[Collected data entries]
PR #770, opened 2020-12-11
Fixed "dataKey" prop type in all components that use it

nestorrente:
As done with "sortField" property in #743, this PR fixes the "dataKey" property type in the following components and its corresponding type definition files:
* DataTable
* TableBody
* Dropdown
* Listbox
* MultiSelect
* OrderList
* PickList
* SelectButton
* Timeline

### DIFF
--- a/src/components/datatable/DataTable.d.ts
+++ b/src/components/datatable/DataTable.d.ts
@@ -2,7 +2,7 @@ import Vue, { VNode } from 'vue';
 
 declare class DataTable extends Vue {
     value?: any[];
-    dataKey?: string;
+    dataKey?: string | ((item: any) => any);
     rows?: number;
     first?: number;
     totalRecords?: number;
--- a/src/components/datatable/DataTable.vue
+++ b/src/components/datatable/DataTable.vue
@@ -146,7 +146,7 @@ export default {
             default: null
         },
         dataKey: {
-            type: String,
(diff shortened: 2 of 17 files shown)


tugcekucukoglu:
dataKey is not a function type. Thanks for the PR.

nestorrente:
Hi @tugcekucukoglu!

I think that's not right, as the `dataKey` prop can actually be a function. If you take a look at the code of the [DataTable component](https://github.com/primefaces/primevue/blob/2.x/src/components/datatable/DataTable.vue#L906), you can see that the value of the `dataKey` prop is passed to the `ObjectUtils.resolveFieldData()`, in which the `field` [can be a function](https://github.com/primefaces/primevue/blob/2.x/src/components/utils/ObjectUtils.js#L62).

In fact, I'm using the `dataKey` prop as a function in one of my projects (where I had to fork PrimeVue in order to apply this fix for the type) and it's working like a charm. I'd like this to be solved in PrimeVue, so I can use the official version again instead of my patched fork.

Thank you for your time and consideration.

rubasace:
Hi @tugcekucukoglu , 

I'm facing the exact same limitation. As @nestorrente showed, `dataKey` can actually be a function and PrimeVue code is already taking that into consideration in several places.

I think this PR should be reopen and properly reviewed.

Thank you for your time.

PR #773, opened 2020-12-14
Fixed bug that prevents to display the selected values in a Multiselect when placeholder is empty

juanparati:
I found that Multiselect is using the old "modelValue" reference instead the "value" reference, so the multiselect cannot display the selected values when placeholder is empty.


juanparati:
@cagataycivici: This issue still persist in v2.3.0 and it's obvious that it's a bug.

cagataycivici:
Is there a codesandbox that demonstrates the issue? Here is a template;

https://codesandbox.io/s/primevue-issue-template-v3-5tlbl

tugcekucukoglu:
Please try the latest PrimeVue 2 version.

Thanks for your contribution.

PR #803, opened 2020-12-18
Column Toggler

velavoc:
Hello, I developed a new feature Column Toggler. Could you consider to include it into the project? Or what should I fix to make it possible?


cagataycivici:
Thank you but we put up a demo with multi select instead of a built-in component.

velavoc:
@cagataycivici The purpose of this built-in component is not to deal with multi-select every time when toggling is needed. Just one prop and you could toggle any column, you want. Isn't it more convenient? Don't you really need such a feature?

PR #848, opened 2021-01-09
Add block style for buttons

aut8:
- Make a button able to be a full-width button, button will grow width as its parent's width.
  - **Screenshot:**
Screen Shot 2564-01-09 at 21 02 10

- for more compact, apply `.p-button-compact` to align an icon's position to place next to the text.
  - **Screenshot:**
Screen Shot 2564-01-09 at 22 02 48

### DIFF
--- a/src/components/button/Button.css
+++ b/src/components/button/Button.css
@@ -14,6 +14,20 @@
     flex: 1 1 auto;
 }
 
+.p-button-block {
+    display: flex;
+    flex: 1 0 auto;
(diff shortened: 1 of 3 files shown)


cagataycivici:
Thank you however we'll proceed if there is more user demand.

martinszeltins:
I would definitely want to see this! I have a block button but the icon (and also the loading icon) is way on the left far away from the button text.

◆ GOAL OF THE EXERCISE
Reproduce all of the entries verbatim.

◆ ANSWER FOR THIS EXERCISE
PR #770, opened 2020-12-11
Fixed "dataKey" prop type in all components that use it

nestorrente:
As done with "sortField" property in #743, this PR fixes the "dataKey" property type in the following components and its corresponding type definition files:
* DataTable
* TableBody
* Dropdown
* Listbox
* MultiSelect
* OrderList
* PickList
* SelectButton
* Timeline

### DIFF
--- a/src/components/datatable/DataTable.d.ts
+++ b/src/components/datatable/DataTable.d.ts
@@ -2,7 +2,7 @@ import Vue, { VNode } from 'vue';
 
 declare class DataTable extends Vue {
     value?: any[];
-    dataKey?: string;
+    dataKey?: string | ((item: any) => any);
     rows?: number;
     first?: number;
     totalRecords?: number;
--- a/src/components/datatable/DataTable.vue
+++ b/src/components/datatable/DataTable.vue
@@ -146,7 +146,7 @@ export default {
             default: null
         },
         dataKey: {
-            type: String,
(diff shortened: 2 of 17 files shown)


tugcekucukoglu:
dataKey is not a function type. Thanks for the PR.

nestorrente:
Hi @tugcekucukoglu!

I think that's not right, as the `dataKey` prop can actually be a function. If you take a look at the code of the [DataTable component](https://github.com/primefaces/primevue/blob/2.x/src/components/datatable/DataTable.vue#L906), you can see that the value of the `dataKey` prop is passed to the `ObjectUtils.resolveFieldData()`, in which the `field` [can be a function](https://github.com/primefaces/primevue/blob/2.x/src/components/utils/ObjectUtils.js#L62).

In fact, I'm using the `dataKey` prop as a function in one of my projects (where I had to fork PrimeVue in order to apply this fix for the type) and it's working like a charm. I'd like this to be solved in PrimeVue, so I can use the official version again instead of my patched fork.

Thank you for your time and consideration.

rubasace:
Hi @tugcekucukoglu , 

I'm facing the exact same limitation. As @nestorrente showed, `dataKey` can actually be a function and PrimeVue code is already taking that into consideration in several places.

I think this PR should be reopen and properly reviewed.

Thank you for your time.

PR #773, opened 2020-12-14
Fixed bug that prevents to display the selected values in a Multiselect when placeholder is empty

juanparati:
I found that Multiselect is using the old "modelValue" reference instead the "value" reference, so the multiselect cannot display the selected values when placeholder is empty.


juanparati:
@cagataycivici: This issue still persist in v2.3.0 and it's obvious that it's a bug.

cagataycivici:
Is there a codesandbox that demonstrates the issue? Here is a template;

https://codesandbox.io/s/primevue-issue-template-v3-5tlbl

tugcekucukoglu:
Please try the latest PrimeVue 2 version.

Thanks for your contribution.

PR #803, opened 2020-12-18
Column Toggler

velavoc:
Hello, I developed a new feature Column Toggler. Could you consider to include it into the project? Or what should I fix to make it possible?


cagataycivici:
Thank you but we put up a demo with multi select instead of a built-in component.

velavoc:
@cagataycivici The purpose of this built-in component is not to deal with multi-select every time when toggling is needed. Just one prop and you could toggle any column, you want. Isn't it more convenient? Don't you really need such a feature?

PR #848, opened 2021-01-09
Add block style for buttons

aut8:
- Make a button able to be a full-width button, button will grow width as its parent's width.
  - **Screenshot:**
Screen Shot 2564-01-09 at 21 02 10

- for more compact, apply `.p-button-compact` to align an icon's position to place next to the text.
  - **Screenshot:**
Screen Shot 2564-01-09 at 22 02 48

### DIFF
--- a/src/components/button/Button.css
+++ b/src/components/button/Button.css
@@ -14,6 +14,20 @@
     flex: 1 1 auto;
 }
 
+.p-button-block {
+    display: flex;
+    flex: 1 0 auto;
(diff shortened: 1 of 3 files shown)


cagataycivici:
Thank you however we'll proceed if there is more user demand.

martinszeltins:
I would definitely want to see this! I have a block button but the icon (and also the loading icon) is way on the left far away from the button text.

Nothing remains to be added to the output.